Your goal » Go through the entries and say how many lines contain the string "because". The number is the whole answer.
━━━
PR #2908, opened 2026-03-03
ARR: Merge Post-Submission and Preprint Release

### LINKED ISSUE #2809: ARR: Merge Preprint Release into Post Submission
Currently, the Preprint Release step happens separately from Post Submission. Since the Preprint Release step is configurable, there can be a race condition since these two processes are reading and updating the submissions.

These should be merged into 1 step to guarantee execution order while still providing guardrails for the preprints

Initial approach to mirror existing approaches to modify/extend Venue class behavior for ARR:
``` python
def create_submission_stage(self):
    stage_value = self.venue.create_submission_stage()

    ...

    # New behavior to Post_Submission date process to ARR script
    self._modify_post_submission_invitation()

    return stage_value

def create_post_submission_stage(self):
    self.venue.create_post_submission_stage()
    # New behavior to Post_Submission date process to ARR script
    self._patch_post_submission_invitation()

def _modify_post_submission_invitation(self):
    post_submission_id = self.venue.get_post_submission_id()
    inv = self.client.get_invitation(post_submission_id)

    arr_script = self.invitation_builder.get_process_content(
        'process/post_submission_process.py'
    )

    # inv.date_processes = same dates, but script swapped to arr_script
    # self.client.post_invitation_edit(... invitation=inv ...)
```

haroldrubio:
- Resolves #2809 
This PR merges the post submission and preprint release steps in the ARR workflow into an ARR-specific post-submission dateprocess


openreview/arr/arr.py
```diff
@@ -489,10 +489,35 @@ def create_submission_stage(self):
             replacement=False,
             invitation=invitation
         )
+        self._patch_post_submission_invitation()
         return stage_value
 
     def create_post_submission_stage(self):
-        return self.venue.create_post_submission_stage()
+        self.venue.create_post_submission_stage()
```
melisabok: what if you create the Post_Submission invitation here? or pass the process function path as a param?

openreview/arr/process/post_submission_process.py
```diff
@@ -0,0 +1,165 @@
...
+
+        client.post_note_edit(
+            invitation=meta_invitation_id,
+            readers=[venue_id],
+            writers=[venue_id],
+            signatures=[venue_id],
+            note=updated_note
+        )
+
+    openreview.tools.concurrent_requests(
```
melisabok: This seems to be two different types of post_submission invitations so I would try doing that:

1. Post_Submission: post edits for all the submissions where preprint == No. This can be specified as a source parameter in the same invitation. 
2. Preprint_Post_Submission: post edits for all the submissions where preprint == Yes. This can be specified as the source parameter in the same invitation

@celestemartinez this is something that we discussed yesterday and this is a good case to support it. 

1. specify the source in the invitation.content
2. process function get the submissions from the source
3 apply the edits

openreview/arr/invitation.py
```diff
@@ -198,18 +198,51 @@ def set_preferred_emails_invitation(self):
...
+    def set_preprint_post_submission_invitation(self):
+        return self.set_post_submission_invitation(
+            invitation_id=self.venue.get_preprint_post_submission_id(),
+            source={
+                'venueid': self.venue.get_submission_venue_id(),
+                'content':{
+                    'preprint': 'yes'
+                }
+            },
+            process_path='../arr/process/post_submission_process.py'
```
melisabok: do you really need a different process function here?

I thought that preprint is just making the readers to everyone, what else is missing?

haroldrubio: Yes you're right we don't need it there - I thought I would need it to set the `explanation_of_revisions_PDF` for resubmissions but that is already happening in the script to setup the reviewer matching data. It only needs to be set again for `preprint: yes`

openreview/arr/process/post_submission_process.py
```diff
@@ -0,0 +1,120 @@
+def process(client, invitation):
```
melisabok: do you need this file?

haroldrubio: We still need this process function to release the submissions to the public - but maybe I should change the name of the file since it's not for the regular post submission stage?

melisabok: but the Preprint Post Submission should be created with readers: everyone so no need to use a different process function, right?

haroldrubio: Hmm we could try using hide fields but some of fields have only the authors as readers and other fields have the committee as readers

melisabok: the goal of having a post submission invitation is to define the readers in the invitation itself more than doing it on the fly in process functions. What is not working about hiding the fields inside the preprint post submission invitation?

openreview/arr/invitation.py
```diff
@@ -213,17 +213,112 @@ def set_post_submission_invitation(self, invitation_id=None, source=None):
...
+                        'readers': {
+                            'param': {
+                                'const': {
+                                    'delete': True
+                                }
+                            }
+                        }
+                    }
+
+        for field in hide_fields_from_public:
```
melisabok, line 270: where is hide_fields_from_public being defined?

haroldrubio: It's being imported: https://github.com/openreview/openreview-py/blob/347724d16cca8f48b0412e428fc251ce12d44b5a/openreview/arr/invitation.py#L10

tests/test_arr_venue_v2.py
```diff
@@ -683,7 +689,7 @@ def test_june_cycle(self, client, openreview_client, helpers, test_client):
                 'reassignment_request_reviewers': { 'value': 'This is not a resubmission' },
                 'software': {'value': '/pdf/' + 'p' * 40 +'.zip' },
                 'data': {'value': '/pdf/' + 'p' * 40 +'.zip' },
-                'preprint': { 'value': 'yes'},
+                'preprint': { 'value': 'no'},
```
melisabok, line 720: why did you have to change this test?

tests/test_arr_venue_v2.py
```diff
@@ -2661,81 +2670,6 @@ def test_post_submission(self, client, openreview_client, helpers, test_client,
...
-            )
-        )
-
-        helpers.await_queue()
-        helpers.await_queue_edit(openreview_client, 'aclweb.org/ACL/ARR/2023/August/-/Preprint_Release_Submission-0-1', count=1)
-        ## Assert released preprints have hidden authors and authorids
-        ## check index 3 and 5 (even paper numbers) specifically
-        ## check index 4 has no author readers since they were not released
-
-        submissions = pc_client_v2.get_notes(invitation='aclweb.org/ACL/ARR/2023/August/-/Submission', sort='number:asc')
```
melisabok, line 2719: can you keep these assertions?

tests/test_arr_venue_v2.py
haroldrubio: The June ones have changed `preprint` to `no` because there are some tests that rely on the readers of the group to still be the assigned committee. On L692, it affects this assertion in the commitment tests:
https://github.com/openreview/openreview-py/blob/347724d16cca8f48b0412e428fc251ce12d44b5a/tests/test_arr_venue_v2.py#L6936

which fails because the readers are everyone. This is failing in this PR and not before, because the preprint release did not run for June. Now it does, because it runs with the post submission stage

melisabok (approved):

tests/test_arr_venue_v2.py
haroldrubio: Added assertions back after post submission is called

openreview/arr/process/post_submission_process.py
haroldrubio: Modified the invitation schema to hide the fields from the edit

openreview/venue/invitation.py
```diff
@@ -395,7 +395,7 @@ def set_submission_deletion_invitation(self, submission_revision_stage):
         self.save_invitation(expire_invitation, replacement=True)
         return invitation
 
-    def set_post_submission_invitation(self):
+    def set_post_submission_invitation(self, invitation_id=None, source=None, process_path='process/post_submission_process.py'):
```
celestemartinez: Why do you need to make these changes to the venue invitation? ARR is not using this `set_post_submission_invitation` anymore, right?

haroldrubio: Something I still need is the ability to change the source, so only the non-preprints go through the usual post submission invitation - but I removed the rest

celestemartinez (approved):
━━━
Result for this exercise » 2